By
Heidi Stevens
Chicago Tribune |
Sep 11, 2019 | 8:51 AM
A few things happen when a high school swimmer wins her 100-meter freestyle heat and then has her
victory immediately yanked away by a referee who claims her school-issued swimsuit isn’t modest enough.
That girl’s life changes, forever, in a split-second.
That girl, and all the children watching, learn that some grown-ups aren’t the least bit interested in young people’s growth or physical health or emotional well-being or hard work or talents. They’re interested in flaunting their authority.
That girl, and all the children watching, learn that girls’ bodies, no matter what pursuit they happen to be engaged in, are sexual.
Let’s talk about that last one for a minute.
First, in case you missed the earlier headlines: Last Friday, a swimmer from Dimond High School in Anchorage, Alaska, won her heat, only to have a referee disqualify her for a “uniform violation.”
Annette Rohde, an official working the meet,
told the Anchorage Daily News that the referee said the bottom of the girl’s standard, school-issued, same-as-her-teammates swimsuit “was so far up I could see butt cheek touching butt cheek.”
Lauren Langford, a swim coach at a neighboring high school, brought widespread attention to the issue with a
Medium post the following day.
“I’ve watched this scandal divide my swimming community,” Langford wrote. “It has caused my own athletes to be needlessly self-conscious about the appearance of their bodies, which preoccupies them just as much, if not more, than the quality of their performances. What’s clear is that these girls’ bodies are being policed — not their uniforms.”
The referee’s call also smacked of discrimination, Langford wrote.
“These young swimmers aren’t being punished for wearing their suits in scandalous or provocative ways, but rather, because their ample hips, full chests, and dark complexions look different than their willowy, thin, and mostly pallid teammates,” she wrote.
On Tuesday, the Anchorage School District called the disqualification “heavy-handed and unnecessary.”
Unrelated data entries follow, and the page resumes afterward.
PR #80, opened 2024-06-26
fix: do not include empty filter values

carlosthe19916:
Fixes https://github.com/trustification/trustify-ui/issues/74


gildub (approved):
LGTM

PR #82, opened 2024-06-27
feat: add sbom described_by

carlosthe19916:
Based on https://github.com/trustification/trustify/issues/284#issuecomment-2193993777

image

I don't really think this is the way of showing data, but at this point I have no clue how to render the `described_by` field. So I am just rendering it to have something to show and then on a future iteration let UX and PM decide how useful/correct the `described_by` data is  and how to render it.

### DIFF
--- a/client/src/app/api/models.ts
+++ b/client/src/app/api/models.ts
@@ -102,11 +102,13 @@ export interface PackageWithinSBOM {
 
 export interface SBOM {
   id: string;
-  type: "CycloneDX" | "SPDX";
   name: string;
-  version: string;
   authors: string[];
   published: string;
+  described_by?: {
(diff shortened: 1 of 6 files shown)


gildub:
@carlosthe19916, I got the impression we need to wait for UXD/PM to decide what to expect and avoid leaving a trail of commented out lines of code. In the latter case we must use more explicit comments such as "// TODO - Blah-blah .." so we can track those.

gildub (commented):
Please see inline.

carlosthe19916:
@gildub thanks. I have remove all comments and added a TODO comment

gildub (approved):
LGTM

PR #83, opened 2024-06-27
feat: Packages within Vulnerabilities detail page

carlosthe19916:
Based on https://github.com/trustification/trustify/issues/462

We are supposed to see data in the table below 

image

The current problem is that neither me nor the backend guys were able to make the `advisories.statuses.affected` data appear.

### DIFF
--- a/client/src/app/api/models.ts
+++ b/client/src/app/api/models.ts
@@ -33,9 +33,11 @@ export interface HubPaginatedResult<T> {
   params: HubRequestParams;
 }
 
-// Base
+// Advisories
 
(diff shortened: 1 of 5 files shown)


carlosthe19916:
@gildub 
With the help of the backend guys I was able to find a way to have data to test this.
- Have a clean instance of trustify and then upload the following advisory [RUSTSEC-2021-0079.json](https://github.com/user-attachments/files/16026886/RUSTSEC-2021-0079.json)
- The go to the vulnerability details page as the image below

image

gildub (approved):
LGTM

PR #86, opened 2024-06-28
fix: Fix stale index page by reporting the timestamp.

ctron:
Instead of using zero as the timestamp, use the actual timestamp. This should fix the issue of a stale page, when updating the UI. In that case the index page is not fetched, and it tries to load the old resources with the (no longer existing) cache busting markers. Resulting in a 404, and resulting in a blank page.

Also, report error through result

Instead of rendering one error into the page and reporting the others through a panic, report all through a result.

### DIFF
--- a/crate/Cargo.toml
+++ b/crate/Cargo.toml
@@ -4,11 +4,12 @@ version = "0.1.0"
 edition = "2021"
 
 [dependencies]
-static-files = "0.2.1"
-serde_json = "1.0.117"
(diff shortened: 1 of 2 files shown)


ctron:
After this is merged, we also need to update the usage of `trustify_ui` in the `trustify` repository.

bobmcwhirter (approved):
I have no idea what this means, but I trust you.

PR #91, opened 2024-07-02
Update package url path changes

carlosthe19916:
Changes done in https://github.com/trustification/trustify/pull/468


carlosthe19916:
A second update was done here https://github.com/trustification/trustify/pull/495 therefore my last commit changes again the base path

Issue #441, opened 2022-10-09
AttributeError: 'NoneType' object has no attribute 'percent'


vinograd-cyber:
~]# auto-cpufreq --monitor

Note: You can quit monitor mode by pressing "ctrl+c"

-------------------------------------------------------------------------------

Linux distro: CentOS Linux 7 Core
Linux kernel: 3.10.0-1160.66.1.el7.x86_64
Processor: Intel(R) Xeon(R) Gold 6230R CPU @ 2.10GHz
Cores: 52
Architecture: x86_64
Driver: intel_pstate

------------------------------ Current CPU stats ------------------------------

CPU max frequency: 4000 MHz
CPU min frequency: 1000 MHz

Core    Usage   Temperature     Frequency
CPU0:    98.0%     72 °C     2728 MHz
CPU1:   100.0%     72 °C     2728 MHz
CPU2:   100.0%     78 °C     2727 MHz
CPU3:   100.0%     76 °C     2728 MHz
CPU4:   100.0%     79 °C     2728 MHz
CPU5:   100.0%     75 °C     2728 MHz
CPU6:   100.0%     74 °C     2720 MHz
CPU7:   100.0%     73 °C     2728 MHz
CPU8:   100.0%     71 °C     2720 MHz
CPU9:   100.0%     80 °C     2720 MHz
CPU10:   99.0%     79 °C     2721 MHz
CPU11:  100.0%     81 °C     2728 MHz
CPU12:  100.0%     79 °C     2728 MHz
CPU13:  100.0%     70 °C     2728 MHz
CPU14:  100.0%     73 °C     2728 MHz
CPU15:  100.0%     74 °C     2728 MHz
CPU16:   99.0%     79 °C     2728 MHz
CPU17:   98.0%     79 °C     2727 MHz
CPU18:  100.0%     82 °C     2728 MHz
CPU19:  100.0%     78 °C     2728 MHz
CPU20:  100.0%     70 °C     2728 MHz
CPU21:  100.0%     74 °C     2729 MHz
CPU22:   99.0%     74 °C     2728 MHz
CPU23:  100.0%     78 °C     2728 MHz
CPU24:  100.0%     77 °C     2728 MHz
CPU25:   98.0%     81 °C     2728 MHz
CPU26:  100.0%     72 °C     2728 MHz
CPU27:  100.0%     72 °C     2728 MHz
CPU28:  100.0%     78 °C     2728 MHz
[...]

PR #442, opened 2022-10-10
Battery Percentage fix

SunkenHero:
Fix for problem in #441 (AttributeError: 'NoneType' object has no attribute 'percent')


AdnanHodzic:

PR #447, opened 2022-10-30
add wheel to dependencies (should speed up install)

johnseekins:
Signed-off-by: John Seekins <john@civiceagle.com>

`wheel` lets `pip` download pre-compiled binary packages, which should make the actual install process a little smoother for people.


SunkenHero:
That's indeed a good idea, if it works we could implement it and look out if it works good.

AdnanHodzic:
Sorry, didn't have time to look at this earlier.

Thank you for your contribution @johnseekins and thank you for taking a look at it @SunkenHero.

PR #455, opened 2022-11-11
Fixed bug where turbo boost will always be on in performance mode

R1D3R175:


AdnanHodzic:
Great thanks! LGTM, but just give me some time to test it to double check if everything works as expected.

@SunkenHero if you have time could you please also verify if it works as expected on your side? Thanks!

SunkenHero:
It worked completely fine for me, it switched to into turbo during a stress-test and back off after.

AdnanHodzic:
Thank you for your contribution @R1D3R175!

PR #459, opened 2022-11-24
Modified Installer

abvee:
Fixed some formatting for the installer and lessened the number of echo calls with here docs, etc.

Now, seperators are done properly, to the width of the terminal and are proper box dashes (as per the Unicode specification):

image

Adjusting the size adjusts the bar:

image

### DIFF
--- a/auto-cpufreq-installer
+++ b/auto-cpufreq-installer
@@ -225,7 +225,11 @@ function tool_remove {
 }
 
 function ask_operation {
-  echo -e "\n-------------------------- auto-cpufreq installer -----------------------------"
+  MID="$((COLOUMNS / 2))"
+  HEADER=" auto-cpufreq installer "
+  printf "%0.s-" $(seq $((MID-(${#HEADER}/2))))
+  echo -n $HEADER
+  printf "%0.s-" $(seq $((MID-(${#HEADER}/2))))
   echo -e  "\nWelcome to auto-cpufreq tool installer.
   			\nOptions:\n"
   read -p \
--- a/auto-cpufreq-installer
+++ b/auto-cpufreq-installer
@@ -105,7 +105,7 @@ function manual_install {
 	After which tool is installed, for full list of options run:
 
   	auto-cpufreq
-	_EOF_
+_EOF_
   separator
   cat <<- _EOF_
 
@@ -117,7 +117,7 @@ function manual_install {
   Distribution: $distro
   Release: $release
   Codename: $codename
-  _EOF_
+_EOF_
   separator
 }
 
--- a/auto-cpufreq-installer
+++ b/auto-cpufreq-installer
@@ -77,32 +77,47 @@ function completed () {
 
 function complete_msg() {
   separator
-  echo -e "\nauto-cpufreq tool successfully installed.\n"
-  echo -e "For list of options, run:\nauto-cpufreq --help"
+  echo -e 	"\nauto-cpufreq tool successfully installed.\n
+  		For list of options, run:\nauto-cpufreq --help"
   separator
 }
 
 function manual_install {
-  echo -e "\nDidn't detect Debian or RedHat based distro.\n"
-  echo -e "To complete installation, you need to:"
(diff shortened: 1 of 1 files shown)


AdnanHodzic:
Very nice, I actually wanted to do this myself but never got around it. Two things:

1. Adjusting the size of terminal will result in breaking the lines, i.e:
This is an image

As from what I understood this doesn't happen for you? If I re-run the same command on new re-sized terminal width then line will be adjusted.

2. Why is this only done for `install`, as for example `remove` will not use any of this new functionality. I.e
```
------------------------- auto-cpufreq daemon removed -------------------------
```

But I guess it's related to what I proposed in 4 as this stuff is used outside of installer

3. Let's ident "For list of options, run:" to the left, as now it looks bit off:

```
auto-cpufreq tool successfully installed.

  		For list of options, run:
auto-cpufreq --help
```


5. After we merge this, it would be great if you could make these same changes across auto-cpufreq output where `sep` and `seperator` are being used.

abvee:
> As from what I understood this doesn't happen for you?

Well, lines that are already drawn will not resize, but yes, running the command again in a resized terminal will adjust to the size.

> Why is this only done for install, as for example remove will not use any of this new functionality. 

I uh... didn't see that. I'll make some commits and fix those, they will probably use the same logic as the installer heading :smile: 

> Let's ident "For list of options, run:" to the left, as now it looks bit off:

Will do

> 
    After we merge this, it would be great if you could make these same changes across auto-cpufreq output where sep and seperator are being used.

The only problem with that is that I don't know python very well.... I usually program in c and make small shell scripts. It shouldn't be too hard though. I'll keep you informed if I cannot do it

AdnanHodzic:
If it helps, there's even a snippet that will take care of terminal sizing/padding but was never merged with `master` branch, reference: https://github.com/AdnanHodzic/auto-cpufreq/pull/325#issuecomment-999486895

abvee:
I'll probably make a new branch and PR to merge anything outside the installer.

Let me know if there are any problems !

AdnanHodzic:
> I'll probably make a new branch and PR to merge anything outside the installer.

Definitely a good idea, since there will be lot more changes and it'll be a lot bigger PR.

> I took the liberty to replace Hyphens in the headers to an "equals to" sign (=):
> Let me know if you prefer one over the other, and if there are any other problems dagger

Let's please return these to `---`, I find the output to be "too bulky" with `===`. Ideally these would be lines as they are for `seperator` and could also scale. See if you could make it like that, as that would be excellent. 

> P.S: Thanks for being so nice on my first PRs :)

Most welcome, I'm honored to make your first PR a pleasant experience and too many more! :clinking_glasses:

abvee:
> Ideally these would be lines as they are for seperator and could also scale. See if you could make it like that, as that would be excellent.

> Also let's add an empty line before "Welcome to ..."

Done

> Most welcome, I'm honored to make your first PR a pleasant experience and too many more! beers

Thanks again :D. 
Let's hope I have many more

AdnanHodzic:
I've just noticed a regression introduced as part of #460, so let's resolve this first before this PR is merged.

AdnanHodzic:
@abvee can you please rebase/include changes that are now on `master` branch as part of this branch so I can fully test the changes? As without them I'm still getting:

```
sudo ./auto-cpufreq-installer --remove


────────────────────────────────────────────────────────────────────────────────────────────────────────────────────────────────────────────

Couldn't remove the auto-cpufreq daemon
/usr/local/bin/auto-cpufreq-remove or /usr/bin/auto-cpufreq-remove do not exist.
```

abvee:
> so maybe it's easiest to make the changes as part of this PR?

Okay, will do.

> you'll end up getting the following error:

Okay, I'll keep the error, but remove the other files....

abvee:
the `auto-cpufreq --remove` already prints a command, so I'm not going to reprint it.

I also added a check for the  wrapper script, so it should just work now

AdnanHodzic:
Perfect! Thank you for your contribution and I'm making to be making a v1.9.7 release where you'll get credit for all your work :)

PR #460, opened 2022-11-24
Use usr/local/bin instead of usr/bin for Silverblue and other immutable OSs

gimbles:
Fixes #394

PR #462, opened 2022-11-29
Fix for Regression in #460

abvee:
The uninstall script was checking old locations (`/usr/bin/<file>`) that were changed by @gimbles

When the check to see if `/usr/bin/auto-cpufreq-remove` existed failed (since it's now at `/usr/local/bin/auto-cpufreq-remove`), the removal didn't occur fully and the installer silently goes on until the  success message is wrongly printed.

Just adding  a check for this should make it work now

However, people who downloaded older versions of `auto-cpufreq` will still have those scripts at the old locations (in `/usr/bin`), so I added some variables with an `_old` suffix so people cloning a new repo and running the script can still uninstall their old versions of `auto-cpufreq`.

We could also use `/usr/local/bin` for only Silverblue, which is something I can work on later, but this should fix the script for now.

### DIFF
--- a/auto-cpufreq-installer
+++ b/auto-cpufreq-installer
@@ -167,7 +167,7 @@ function tool_remove {
   srv_install="/usr/local/bin/auto-cpufreq-install"
   srv_install_old="/usr/bin/auto-cpufreq-install"
 
-  srv_remove="/usr/bin/auto-cpufreq-remove"
+  srv_remove="/usr/local/bin/auto-cpufreq-remove"
   srv_remove_old="/usr/bin/auto-cpufreq-remove"
 
   stats_file="/var/run/auto-cpufreq.stats"
@@ -189,7 +189,7 @@ function tool_remove {
   done
 
   # run uninstall in case of installed daemon
-  if [ -f $srv_remove -o -f $srv_remove_old]; then
+  if [ -f $srv_remove -o -f $srv_remove_old ]; then
     eval $tool_proc_rm
   else
 	separator
--- a/auto-cpufreq-installer
+++ b/auto-cpufreq-installer
@@ -193,7 +193,8 @@ function tool_remove {
     eval $tool_proc_rm
   else
 	separator
-	printf "Couldn't remove auto-cpufreq\n$srv_remove or $srv_remove_old do not exist.\n"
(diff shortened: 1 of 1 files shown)


SunkenHero:
I quickly looked over it and it looks like everything should work.

AdnanHodzic:
> The uninstall script was checking old locations (`/usr/bin/<file>`) that were changed by @gimbles
> 
> When the check to see if `/usr/bin/auto-cpufreq-remove` existed failed (since it's now at `/usr/local/bin/auto-cpufreq-remove`), the removal didn't occur fully and the installer silently goes on until the success message is wrongly printed.
> 
> Just adding a check for this should make it work now
> 
> However, people who downloaded older versions of `auto-cpufreq` will still have those scripts at the old locations (in `/usr/bin`), so I added some variables with an `_old` suffix so people cloning a new repo and running the script can still uninstall their old versions of `auto-cpufreq`.

Great thinking!

> We could also use `/usr/local/bin` for only Silverblue, which is something I can work on later, but this should fix the script for now.

Yea, for now it's fine and I don't mind keeping it under `/usr/local/bin`, as it would be good to have paths as unified as possible.

Regarding your commit, you have a syntax error, please change line 192 to from:

```
  if [ -f $srv_remove -o -f $srv_remove_old]; then
```

to:

```
  if [ -f $srv_remove -o -f $srv_remove_old ]; then
```

I also get following error when I try to remove (older then this PR) auto-cpufreq installed from current `master` branch:

```
sudo ./auto-cpufreq-installer --remove

Couldn't remove the auto-cpufreq daemon
/usr/bin/auto-cpufreq-remove or /usr/bin/auto-cpufreq-remove do not exist.
```

and I'll run into some issue as part of your branch `abvee-460-regression` (even if prior to `--remove` I do `sudo ./auto-cpufreq-installer --remove`) whether auto-cpufreq daemon is installed or not ...

abvee:
> Regarding your commit, you have a syntax error, please change line 192 to from:
My bad, I'll fix it

> I also get following error when I try to remove (older then this PR) auto-cpufreq installed from current master branch:
Like the idiot I am, I forgot to add `local` to the path. I just tested it, it should work now

AdnanHodzic:
Perfect, and thank you for your contribution!

abvee:
> Perfect, and thank you for your contribution!

Thanks :D

PR #501, opened 2023-04-27
updated the systemd service to update the script

boredsquirrel:
I guess this is not the perfect solution, also I am not sure if the environment interrupts the process. But in theory it should check for an update, and if there is one reinstall the program, then start it.

### DIFF
--- a/scripts/auto-cpufreq.service
+++ b/scripts/auto-cpufreq.service
@@ -7,7 +7,7 @@ Type=simple
 User=root
 WorkingDirectory=/opt/auto-cpufreq/venv
 Environment=PYTHONPATH=/opt/auto-cpufreq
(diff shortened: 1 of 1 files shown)


meator:
Services shouldn't be responsible for this; see https://github.com/AdnanHodzic/auto-cpufreq/pull/500#pullrequestreview-1891195465

AdnanHodzic:
> Services shouldn't be responsible for this; see [#500 (review)](https://github.com/AdnanHodzic/auto-cpufreq/pull/500#pullrequestreview-1891195465)

I agree with what was said here, which leads me to a question why not extend the `--update` and improve this process?

AdnanHodzic:
Closed due to inactivity.

PR #533, opened 2023-06-30
cpufreqctl: don't try writing to non-existent files

cmm:
When you give "nosmt" to your kernel, you still get directories under /sys that correspond to inactive hyperthreads, but there's nothing writable inside those directories, which causes auto-cpufreq to generate lots of logspam.

### DIFF
--- a/scripts/cpufreqctl.sh
+++ b/scripts/cpufreqctl.sh
@@ -100,6 +100,12 @@ function driver () {
   cat $FLROOT/cpu0/cpufreq/scaling_driver
 }
 
+function write_value () {
+  if [ -w $FLNM ]; then
+    echo $VALUE > $FLNM
+  fi
+}
+
 function set_driver () {
   DRIVER=`driver`
   case $DRIVER in
@@ -136,7 +142,7 @@ function set_governor () {
     while [ $i -ne $cpucount ]
     do
       FLNM="$FLROOT/cpu"$i"/cpufreq/scaling_governor"
-      echo $VALUE > $FLNM
+      write_value
       i=`expr $i + 1`
     done
   else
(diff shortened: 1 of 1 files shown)


AdnanHodzic:
Nice catch, not sure how this was missed until now. Thank you for your contribution, you will be credited for your work as part of [future release](https://github.com/AdnanHodzic/auto-cpufreq/releases).

cmm:
> you will be credited for your work

I would rather not be, if it's all the same to you, having taken a closer look at the sources.

> not sure how this was missed until now

Oh man.   Many, many possible reasons.  Where to even begin.

(I apologize if this comment sounds hostile.  I do not mean it to be!  At this point I choose to believe that this whole project is an art performance, meant to show what's wrong with Linux user-space ecosystem in general and also how not to write software.  Right?)

AdnanHodzic:
> > you will be credited for your work
> 
> I would rather not be

Noted, you will not be credited. 

> if it's all the same to you, having taken a closer look at the sources.

Not sure what you mean by this.

> (I apologize if this comment sounds hostile. I do not mean it to! At this point I choose to believe that this whole project is an art performance, meant to show what's wrong with Linux user-space ecosystem in general and also how not to write software. Right?)

> I apologize if this comment sounds hostile. I do not mean it to! 

Thanks for the heads up, because what follows definitely made it one of the most hostile and ill mannered comments :) 

> At this point I choose to believe that this whole project is an art performance, meant to show what's wrong with Linux user-space ecosystem in general and also how not to write software. Right?)

Needless to say, hours and hours of various contributors work, 4k stars on Github, 61 contributors, various mentions in reputable sites and news paper definitely don't agree with this statement. 

If you think something is wrong, feel free to improve & fix it. Otherwise you're also free to stay away from this project.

“The Anchorage School District has concluded that our swimmer was targeted based solely on how a standard, school-issued uniform happened to fit the shape of her body,” the district
announced. “We cannot tolerate discrimination of any kind, and certainly not based on body shape.”
The district appealed the ruling to the Alaska School Activities Association and asked the organization to reverse the disqualification, return all points to the team, decertify the referee who made the call and suspend the rule dictating suit coverage, “as it is ambiguous and allows the potential for bias to influence officials’ decisions.”
By Wednesday morning, an NBC affiliate in Anchorage reported that the girl’s
disqualification was reversed.
Good. But the story doesn’t end there.
The story doesn’t end until incidents like this stop popping up every few weeks, in elementary schools and middle schools and high schools and college campuses around the nation. Incidents in which girls are going about their lives —
sitting in class,
sitting in church, competing in their chosen sport — and a creepy, overzealous adult decides there’s something a little too tempting, a little too showy, a little too sexy happening.
When is a girl simply learning chemistry? Or hanging out with her friends? Or running/swimming/tumbling/volleyballing her heart out? When is a girl just walking through the world, not the least bit interested in attracting the male gaze?
Never, in the minds of some grown-ups, like this swim ref, who view female bodies, first and foremost, as sexual.
Reversing that disqualification was the right thing to do. But it doesn’t begin to undo the damage inflicted and the unfortunate lessons learned for that swimmer and her teammates and all the girls watching this story unfold.
We don’t do this to boys. We don’t worry that their skin-tight football pants are immodest and lust-inducing. We don’t fret that their shoulders show in their basketball jerseys. We don’t see their bare chests near a pool (or at a beach or a Cubs game or an outdoor concert, for that matter) and scurry into a panic.
Is the double-standard rooted in some desire to protect girls from the
Larry Nassars and the Jeffrey Epsteins of the world? Is it a tacit acknowledgment that we’ve not done enough, will continue to not do enough, to believe girls and protect girls from monsters? Are we telling girls they better cover up because creeps are all around us, watching, ready to pounce, even in their school hallways and team doctors’ offices and who knows where else?
I’d rather we police the creeps than the girls’ bodies. I’d rather we reinforce, over and over, quietly and loudly, at home and at school and at swim meets and everywhere else girls are trying to live their lives, that their bodies are not the problem.
That their bodies, are, in fact, the solution. Because they’re filled with power and strength and the ability to take up space and scream out loud — in victory, in fear, in celebration, in support of their peers. And eventually, maybe, hopefully, we will focus on what their bodies are accomplishing and what their voices are saying and we’ll shut up already about their clothing.
I long for that day. Maybe the ref’s call getting overturned is a sign that we’re heading there.